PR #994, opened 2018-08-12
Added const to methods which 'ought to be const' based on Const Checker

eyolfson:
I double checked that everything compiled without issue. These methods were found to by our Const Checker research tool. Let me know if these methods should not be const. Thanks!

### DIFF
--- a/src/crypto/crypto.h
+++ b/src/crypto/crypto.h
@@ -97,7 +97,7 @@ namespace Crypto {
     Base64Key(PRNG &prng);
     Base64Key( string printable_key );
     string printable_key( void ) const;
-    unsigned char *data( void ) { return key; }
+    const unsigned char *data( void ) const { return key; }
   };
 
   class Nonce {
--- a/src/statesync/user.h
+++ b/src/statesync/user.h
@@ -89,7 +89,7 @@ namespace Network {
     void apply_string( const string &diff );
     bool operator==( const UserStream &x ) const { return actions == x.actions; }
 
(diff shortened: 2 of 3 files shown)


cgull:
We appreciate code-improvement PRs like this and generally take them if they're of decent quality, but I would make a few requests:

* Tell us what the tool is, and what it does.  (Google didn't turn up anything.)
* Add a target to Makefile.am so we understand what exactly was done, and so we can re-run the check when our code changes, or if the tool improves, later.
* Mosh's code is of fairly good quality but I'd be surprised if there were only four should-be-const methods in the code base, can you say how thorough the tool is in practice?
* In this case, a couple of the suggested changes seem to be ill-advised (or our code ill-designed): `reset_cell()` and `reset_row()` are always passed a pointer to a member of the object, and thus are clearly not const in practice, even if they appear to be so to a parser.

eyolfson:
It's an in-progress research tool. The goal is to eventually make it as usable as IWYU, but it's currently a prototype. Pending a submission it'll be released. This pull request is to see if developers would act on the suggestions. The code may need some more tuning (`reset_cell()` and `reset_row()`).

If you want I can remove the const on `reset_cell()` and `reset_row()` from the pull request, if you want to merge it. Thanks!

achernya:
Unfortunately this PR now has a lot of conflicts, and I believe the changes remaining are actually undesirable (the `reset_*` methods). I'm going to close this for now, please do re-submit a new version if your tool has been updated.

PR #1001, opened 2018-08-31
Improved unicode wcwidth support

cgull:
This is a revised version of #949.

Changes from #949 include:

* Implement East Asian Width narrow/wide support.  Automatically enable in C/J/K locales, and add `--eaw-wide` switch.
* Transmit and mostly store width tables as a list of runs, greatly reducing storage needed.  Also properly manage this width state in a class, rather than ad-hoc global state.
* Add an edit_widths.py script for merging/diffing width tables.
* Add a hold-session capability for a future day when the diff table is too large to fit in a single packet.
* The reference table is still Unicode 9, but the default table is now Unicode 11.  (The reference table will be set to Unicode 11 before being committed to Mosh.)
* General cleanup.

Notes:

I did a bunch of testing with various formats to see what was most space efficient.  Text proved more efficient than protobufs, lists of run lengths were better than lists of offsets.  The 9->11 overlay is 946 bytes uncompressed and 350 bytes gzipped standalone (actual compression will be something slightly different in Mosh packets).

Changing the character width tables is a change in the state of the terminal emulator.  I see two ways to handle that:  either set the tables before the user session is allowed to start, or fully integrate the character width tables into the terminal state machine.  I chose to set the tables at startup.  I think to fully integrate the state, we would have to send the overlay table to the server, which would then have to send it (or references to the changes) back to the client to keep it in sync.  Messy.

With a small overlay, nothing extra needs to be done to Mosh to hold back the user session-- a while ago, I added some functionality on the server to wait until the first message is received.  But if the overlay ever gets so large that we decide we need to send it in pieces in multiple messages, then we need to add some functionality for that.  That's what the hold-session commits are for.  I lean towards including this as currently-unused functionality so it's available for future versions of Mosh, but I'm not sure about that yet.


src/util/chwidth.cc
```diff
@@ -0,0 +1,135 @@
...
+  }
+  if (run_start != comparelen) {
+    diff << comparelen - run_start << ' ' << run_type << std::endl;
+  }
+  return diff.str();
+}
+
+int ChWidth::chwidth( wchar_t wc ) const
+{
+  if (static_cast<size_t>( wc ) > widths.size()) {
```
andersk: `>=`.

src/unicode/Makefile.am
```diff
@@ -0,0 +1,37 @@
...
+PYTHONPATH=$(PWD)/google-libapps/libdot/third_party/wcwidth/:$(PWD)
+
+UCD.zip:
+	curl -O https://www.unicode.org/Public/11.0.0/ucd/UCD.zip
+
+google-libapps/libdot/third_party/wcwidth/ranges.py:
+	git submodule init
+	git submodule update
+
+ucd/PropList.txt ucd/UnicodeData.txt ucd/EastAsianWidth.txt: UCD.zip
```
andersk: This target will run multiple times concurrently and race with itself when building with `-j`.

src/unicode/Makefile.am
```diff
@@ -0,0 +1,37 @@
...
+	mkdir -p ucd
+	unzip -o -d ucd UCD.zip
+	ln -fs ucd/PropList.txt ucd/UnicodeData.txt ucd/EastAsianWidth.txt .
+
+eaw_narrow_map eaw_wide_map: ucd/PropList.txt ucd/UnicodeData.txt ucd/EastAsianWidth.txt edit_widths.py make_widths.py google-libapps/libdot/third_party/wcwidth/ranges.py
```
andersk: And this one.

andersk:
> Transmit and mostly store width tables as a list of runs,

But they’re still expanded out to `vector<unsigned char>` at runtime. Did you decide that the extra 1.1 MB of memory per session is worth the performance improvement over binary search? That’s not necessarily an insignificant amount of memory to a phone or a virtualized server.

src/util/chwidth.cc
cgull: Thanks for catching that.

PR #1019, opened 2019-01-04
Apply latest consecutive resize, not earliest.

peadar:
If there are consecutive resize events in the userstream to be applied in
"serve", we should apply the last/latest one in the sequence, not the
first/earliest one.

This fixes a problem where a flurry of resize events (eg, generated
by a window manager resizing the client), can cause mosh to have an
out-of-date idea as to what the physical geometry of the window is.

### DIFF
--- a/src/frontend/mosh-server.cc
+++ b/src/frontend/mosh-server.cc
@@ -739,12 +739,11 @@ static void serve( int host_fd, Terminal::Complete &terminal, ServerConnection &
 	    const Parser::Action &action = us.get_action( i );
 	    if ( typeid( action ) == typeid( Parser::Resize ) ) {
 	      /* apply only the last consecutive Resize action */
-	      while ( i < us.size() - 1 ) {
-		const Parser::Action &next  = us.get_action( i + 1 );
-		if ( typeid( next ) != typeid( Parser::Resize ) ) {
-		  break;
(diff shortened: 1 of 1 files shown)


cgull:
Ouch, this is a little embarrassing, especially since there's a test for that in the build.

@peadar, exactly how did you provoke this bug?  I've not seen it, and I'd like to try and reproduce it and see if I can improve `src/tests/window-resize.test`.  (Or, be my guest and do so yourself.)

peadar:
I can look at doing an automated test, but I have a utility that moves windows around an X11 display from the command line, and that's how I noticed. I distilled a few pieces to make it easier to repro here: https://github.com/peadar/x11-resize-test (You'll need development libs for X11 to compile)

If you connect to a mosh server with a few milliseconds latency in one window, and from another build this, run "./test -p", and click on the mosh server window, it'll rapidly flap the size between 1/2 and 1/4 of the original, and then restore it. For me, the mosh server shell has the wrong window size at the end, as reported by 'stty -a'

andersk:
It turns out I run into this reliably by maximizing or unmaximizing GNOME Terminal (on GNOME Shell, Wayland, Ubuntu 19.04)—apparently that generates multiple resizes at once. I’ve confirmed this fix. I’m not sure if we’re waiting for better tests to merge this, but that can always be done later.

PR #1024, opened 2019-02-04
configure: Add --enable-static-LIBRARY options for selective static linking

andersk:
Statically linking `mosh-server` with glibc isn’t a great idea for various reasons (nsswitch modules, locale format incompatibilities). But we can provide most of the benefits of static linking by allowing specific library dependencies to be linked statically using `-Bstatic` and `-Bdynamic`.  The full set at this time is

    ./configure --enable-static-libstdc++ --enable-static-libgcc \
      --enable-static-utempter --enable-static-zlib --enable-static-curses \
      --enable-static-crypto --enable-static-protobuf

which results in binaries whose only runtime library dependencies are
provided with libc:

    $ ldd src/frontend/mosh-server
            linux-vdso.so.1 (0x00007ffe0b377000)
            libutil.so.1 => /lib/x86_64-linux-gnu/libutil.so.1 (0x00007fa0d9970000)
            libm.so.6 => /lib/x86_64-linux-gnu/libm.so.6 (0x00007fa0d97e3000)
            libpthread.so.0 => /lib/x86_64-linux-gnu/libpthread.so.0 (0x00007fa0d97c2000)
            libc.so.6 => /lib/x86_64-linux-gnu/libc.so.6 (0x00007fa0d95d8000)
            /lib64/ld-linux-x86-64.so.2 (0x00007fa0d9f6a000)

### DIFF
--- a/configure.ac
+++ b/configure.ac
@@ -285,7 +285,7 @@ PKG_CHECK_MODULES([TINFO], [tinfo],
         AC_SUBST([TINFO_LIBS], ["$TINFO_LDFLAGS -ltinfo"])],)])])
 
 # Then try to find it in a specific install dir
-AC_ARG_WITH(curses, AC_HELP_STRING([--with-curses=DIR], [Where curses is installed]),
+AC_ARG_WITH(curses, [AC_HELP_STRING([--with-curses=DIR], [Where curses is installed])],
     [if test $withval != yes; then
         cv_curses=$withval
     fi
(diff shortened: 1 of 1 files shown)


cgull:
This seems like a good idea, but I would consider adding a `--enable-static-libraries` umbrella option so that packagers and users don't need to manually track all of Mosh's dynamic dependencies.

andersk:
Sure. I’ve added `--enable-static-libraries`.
--
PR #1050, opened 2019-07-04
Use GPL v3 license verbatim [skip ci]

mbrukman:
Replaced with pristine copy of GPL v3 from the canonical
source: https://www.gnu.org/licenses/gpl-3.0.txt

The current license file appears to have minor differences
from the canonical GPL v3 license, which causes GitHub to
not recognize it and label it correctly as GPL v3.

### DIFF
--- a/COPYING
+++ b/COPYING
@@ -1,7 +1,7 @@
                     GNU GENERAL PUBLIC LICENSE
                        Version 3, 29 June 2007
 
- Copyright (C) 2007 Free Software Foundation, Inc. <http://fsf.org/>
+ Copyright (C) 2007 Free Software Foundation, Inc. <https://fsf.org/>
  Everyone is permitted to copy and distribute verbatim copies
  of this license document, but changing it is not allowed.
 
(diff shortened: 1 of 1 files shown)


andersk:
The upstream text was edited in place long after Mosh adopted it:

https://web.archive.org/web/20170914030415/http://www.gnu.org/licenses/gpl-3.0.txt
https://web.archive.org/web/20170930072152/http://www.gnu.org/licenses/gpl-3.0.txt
--
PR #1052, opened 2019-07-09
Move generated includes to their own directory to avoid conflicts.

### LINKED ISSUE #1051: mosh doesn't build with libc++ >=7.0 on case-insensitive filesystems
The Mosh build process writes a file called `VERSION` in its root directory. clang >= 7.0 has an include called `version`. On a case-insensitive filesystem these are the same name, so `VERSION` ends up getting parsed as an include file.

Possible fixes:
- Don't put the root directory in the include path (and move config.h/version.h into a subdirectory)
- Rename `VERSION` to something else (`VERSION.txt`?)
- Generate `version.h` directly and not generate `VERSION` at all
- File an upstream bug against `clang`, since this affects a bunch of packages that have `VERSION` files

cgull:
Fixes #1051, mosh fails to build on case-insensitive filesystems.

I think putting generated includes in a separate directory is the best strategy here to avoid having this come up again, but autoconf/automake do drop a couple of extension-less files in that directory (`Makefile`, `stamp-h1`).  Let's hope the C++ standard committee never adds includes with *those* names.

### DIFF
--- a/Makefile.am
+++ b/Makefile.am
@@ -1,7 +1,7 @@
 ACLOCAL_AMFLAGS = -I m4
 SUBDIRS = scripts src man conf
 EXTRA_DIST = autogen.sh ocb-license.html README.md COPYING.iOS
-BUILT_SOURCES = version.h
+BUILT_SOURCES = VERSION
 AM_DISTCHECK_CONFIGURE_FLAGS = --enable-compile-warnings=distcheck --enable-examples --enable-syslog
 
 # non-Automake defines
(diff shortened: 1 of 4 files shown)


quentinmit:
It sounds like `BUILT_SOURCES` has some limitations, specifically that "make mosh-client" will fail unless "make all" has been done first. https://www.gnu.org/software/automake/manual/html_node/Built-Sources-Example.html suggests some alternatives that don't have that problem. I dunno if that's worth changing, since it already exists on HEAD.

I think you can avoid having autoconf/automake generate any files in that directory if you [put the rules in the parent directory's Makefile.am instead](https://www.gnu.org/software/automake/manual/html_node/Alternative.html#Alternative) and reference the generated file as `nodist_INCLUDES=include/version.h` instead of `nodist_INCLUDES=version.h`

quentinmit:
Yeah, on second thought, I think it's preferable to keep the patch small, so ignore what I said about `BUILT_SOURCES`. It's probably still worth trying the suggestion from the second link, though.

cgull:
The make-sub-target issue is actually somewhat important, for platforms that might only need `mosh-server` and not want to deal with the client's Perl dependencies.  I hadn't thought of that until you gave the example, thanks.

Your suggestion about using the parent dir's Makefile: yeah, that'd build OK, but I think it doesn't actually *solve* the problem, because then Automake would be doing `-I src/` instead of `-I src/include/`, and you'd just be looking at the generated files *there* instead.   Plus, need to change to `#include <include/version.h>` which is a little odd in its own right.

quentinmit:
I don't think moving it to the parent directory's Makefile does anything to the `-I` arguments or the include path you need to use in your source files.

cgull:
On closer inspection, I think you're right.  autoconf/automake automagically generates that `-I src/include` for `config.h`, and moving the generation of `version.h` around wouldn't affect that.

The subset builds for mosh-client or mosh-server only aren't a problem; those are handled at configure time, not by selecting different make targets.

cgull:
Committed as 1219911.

_TASK DESCRIPTION:_ Anywhere the listing shows the word "Copyright", copy the full line.

_WRITTEN SOLUTION:_
- Copyright (C) 2007 Free Software Foundation, Inc. <http://fsf.org/>
+ Copyright (C) 2007 Free Software Foundation, Inc. <https://fsf.org/>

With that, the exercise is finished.